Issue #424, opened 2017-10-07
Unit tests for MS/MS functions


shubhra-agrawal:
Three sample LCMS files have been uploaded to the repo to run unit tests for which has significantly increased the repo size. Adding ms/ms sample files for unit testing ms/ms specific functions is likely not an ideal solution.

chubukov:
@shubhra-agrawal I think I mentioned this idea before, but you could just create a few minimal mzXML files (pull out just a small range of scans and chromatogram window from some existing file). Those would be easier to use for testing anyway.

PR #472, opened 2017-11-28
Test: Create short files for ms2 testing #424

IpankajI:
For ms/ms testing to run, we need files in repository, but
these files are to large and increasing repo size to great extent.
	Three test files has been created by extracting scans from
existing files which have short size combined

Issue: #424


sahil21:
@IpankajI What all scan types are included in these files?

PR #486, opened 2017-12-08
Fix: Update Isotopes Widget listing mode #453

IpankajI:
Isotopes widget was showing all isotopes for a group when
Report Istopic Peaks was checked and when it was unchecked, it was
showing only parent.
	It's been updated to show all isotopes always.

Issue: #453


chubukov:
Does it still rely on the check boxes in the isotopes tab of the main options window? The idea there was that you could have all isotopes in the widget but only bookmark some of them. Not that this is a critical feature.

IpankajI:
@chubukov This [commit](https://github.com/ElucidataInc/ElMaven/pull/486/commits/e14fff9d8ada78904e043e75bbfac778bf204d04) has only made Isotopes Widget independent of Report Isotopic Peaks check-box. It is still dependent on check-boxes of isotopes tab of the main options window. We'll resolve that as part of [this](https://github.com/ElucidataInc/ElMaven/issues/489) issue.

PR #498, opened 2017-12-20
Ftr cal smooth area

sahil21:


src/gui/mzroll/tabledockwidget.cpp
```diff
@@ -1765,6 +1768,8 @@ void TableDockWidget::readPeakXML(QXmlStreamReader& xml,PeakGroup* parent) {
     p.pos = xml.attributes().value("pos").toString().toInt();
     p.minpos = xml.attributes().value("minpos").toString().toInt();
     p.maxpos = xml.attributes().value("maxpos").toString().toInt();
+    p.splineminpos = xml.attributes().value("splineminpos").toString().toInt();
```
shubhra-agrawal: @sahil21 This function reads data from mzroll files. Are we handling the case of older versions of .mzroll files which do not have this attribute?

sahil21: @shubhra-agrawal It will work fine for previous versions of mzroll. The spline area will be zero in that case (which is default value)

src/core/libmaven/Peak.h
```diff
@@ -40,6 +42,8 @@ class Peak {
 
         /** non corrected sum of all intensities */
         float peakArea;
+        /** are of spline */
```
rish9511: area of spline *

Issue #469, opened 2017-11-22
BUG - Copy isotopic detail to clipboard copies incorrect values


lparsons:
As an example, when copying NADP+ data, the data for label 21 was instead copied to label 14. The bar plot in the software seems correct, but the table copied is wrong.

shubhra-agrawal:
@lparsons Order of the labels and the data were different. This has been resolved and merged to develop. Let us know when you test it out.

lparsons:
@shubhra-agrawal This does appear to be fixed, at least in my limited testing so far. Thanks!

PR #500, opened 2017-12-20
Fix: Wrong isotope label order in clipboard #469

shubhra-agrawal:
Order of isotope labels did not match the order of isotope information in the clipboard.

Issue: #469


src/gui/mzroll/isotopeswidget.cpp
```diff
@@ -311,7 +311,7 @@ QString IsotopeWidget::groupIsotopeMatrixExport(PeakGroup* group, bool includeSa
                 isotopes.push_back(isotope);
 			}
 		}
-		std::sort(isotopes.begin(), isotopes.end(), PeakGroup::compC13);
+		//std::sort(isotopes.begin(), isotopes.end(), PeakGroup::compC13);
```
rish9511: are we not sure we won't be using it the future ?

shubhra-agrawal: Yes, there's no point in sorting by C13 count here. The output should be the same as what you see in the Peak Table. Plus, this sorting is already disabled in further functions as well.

◇ ◇ ◇ ◇ ◇ ◇ ◇

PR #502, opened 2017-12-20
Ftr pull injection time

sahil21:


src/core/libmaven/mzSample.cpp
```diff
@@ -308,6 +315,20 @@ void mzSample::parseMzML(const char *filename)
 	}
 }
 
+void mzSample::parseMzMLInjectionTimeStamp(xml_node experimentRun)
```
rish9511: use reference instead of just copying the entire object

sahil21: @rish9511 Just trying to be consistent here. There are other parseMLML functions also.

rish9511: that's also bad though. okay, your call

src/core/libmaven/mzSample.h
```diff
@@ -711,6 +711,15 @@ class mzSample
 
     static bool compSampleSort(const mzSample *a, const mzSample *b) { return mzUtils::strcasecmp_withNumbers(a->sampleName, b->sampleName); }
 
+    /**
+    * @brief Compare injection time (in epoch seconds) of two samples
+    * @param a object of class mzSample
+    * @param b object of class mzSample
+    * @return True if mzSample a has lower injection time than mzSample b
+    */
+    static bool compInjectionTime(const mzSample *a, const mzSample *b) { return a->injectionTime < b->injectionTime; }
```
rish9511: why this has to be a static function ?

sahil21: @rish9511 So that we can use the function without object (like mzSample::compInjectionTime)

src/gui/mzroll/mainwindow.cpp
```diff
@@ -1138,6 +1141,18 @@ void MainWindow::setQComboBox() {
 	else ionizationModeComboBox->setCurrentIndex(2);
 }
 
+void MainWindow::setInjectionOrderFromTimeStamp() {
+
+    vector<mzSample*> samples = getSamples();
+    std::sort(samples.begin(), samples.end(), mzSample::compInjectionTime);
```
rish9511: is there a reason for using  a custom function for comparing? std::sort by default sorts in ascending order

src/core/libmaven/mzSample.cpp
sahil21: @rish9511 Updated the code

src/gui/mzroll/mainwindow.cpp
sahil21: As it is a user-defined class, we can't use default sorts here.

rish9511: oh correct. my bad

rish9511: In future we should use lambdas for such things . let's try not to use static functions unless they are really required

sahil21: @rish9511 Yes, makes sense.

◇ ◇ ◇ ◇ ◇ ◇ ◇

Directions:
Within the entries above, find the string "should" and return each line that holds it.

Output:
shubhra-agrawal: Yes, there's no point in sorting by C13 count here. The output should be the same as what you see in the Peak Table. Plus, this sorting is already disabled in further functions as well.
rish9511: In future we should use lambdas for such things . let's try not to use static functions unless they are really required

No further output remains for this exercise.